• Task instructions
In the records below, some lines contain "class"; state the number of such lines and nothing else.

────────────────

PR #409, opened 2021-01-08
Fixed gsMSplines

hverhelst:
gsSmoothPatches/gsCompositeBasis.h*      ->gsMSplines/gsMappedBasis.h*
gsSmoothPatches/gsCompositeSingleBasis.h*->gsMSplines/gsMappedSingleBasis.h*
gsMapUtils/gsMapper.h*                   ->gsMSplines/gsWeightMapper.h*


src/gsMSplines/gsMappedSpline.h
```diff
@@ -0,0 +1,110 @@
...
+    gsGeometry<T> * exportPatch(int i,gsMatrix<T> const & localCoef) const
+    { return m_compBasis->exportPatch(i,localCoef); }
+
+// Data members
+protected:
+    gsMappedBasis<d,T> * m_compBasis;
+
+}; // class gsMappedSpline
+
+} // namespace gismo
```
filiatra, line 110: at the end of this file it is missing
#ifndef GISMO_BUILD_LIB
#include GISMO_HPP_HEADER(gsMappedSpline.hpp)
#endif

this is requred for building without creating shared library (header only mode)

src/gsMSplines/gsWeightMapper.h
```diff
@@ -0,0 +1,486 @@
...
+
+#pragma once
+
+#include <gsCore/gsExport.h>
+#include <gsCore/gsLinearAlgebra.h>
+
+namespace gismo
+{
+
+class GISMO_EXPORT gsWeightMapper
```
filiatra: please add 
template<typename T>

Then for templated clases GISMO_EXPORT should be removed.

src/gsMSplines/gsWeightMapper.h
```diff
@@ -0,0 +1,486 @@
...
+{
+public:
+    typedef real_t weightType;
```
filiatra: typedef T weightType

src/gsMSplines/gsWeightMapper.cpp
```diff
@@ -0,0 +1,210 @@
+/** @file gsWeightMapper.cpp
```
filiatra: The class should be templated instead of using real_t hardcoded.
This also implies to rename this file as gsWeighMapper.hpp
and also add a new instantiation file gsWeighMapper_.cpp

src/gsMSplines/gsWeightMapper.cpp
```diff
@@ -0,0 +1,210 @@
...
+
+    Author(s): A. Bressan, F. Buchegger
+*/
+
+#include <gsMSplines/gsWeightMapper.h>
+
+namespace gismo
+{
+
+void gsWeightMapper::mapToTargetCoefs(gsMatrix<weightType> const & sourceCoefs,gsMatrix<weightType> & targetCoefs) const
```
filiatra: template<typename T>
..and similarly for all members

filiatra (changes requested):

src/gsMSplines/gsMappedSpline.h
hverhelst: gsMappedSpline.hpp does not exist but gsMappedSpline.cpp does. Should we change this?

hverhelst: Never mind; got the answer below

filiatra (approved):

────────────────

• Answer box
3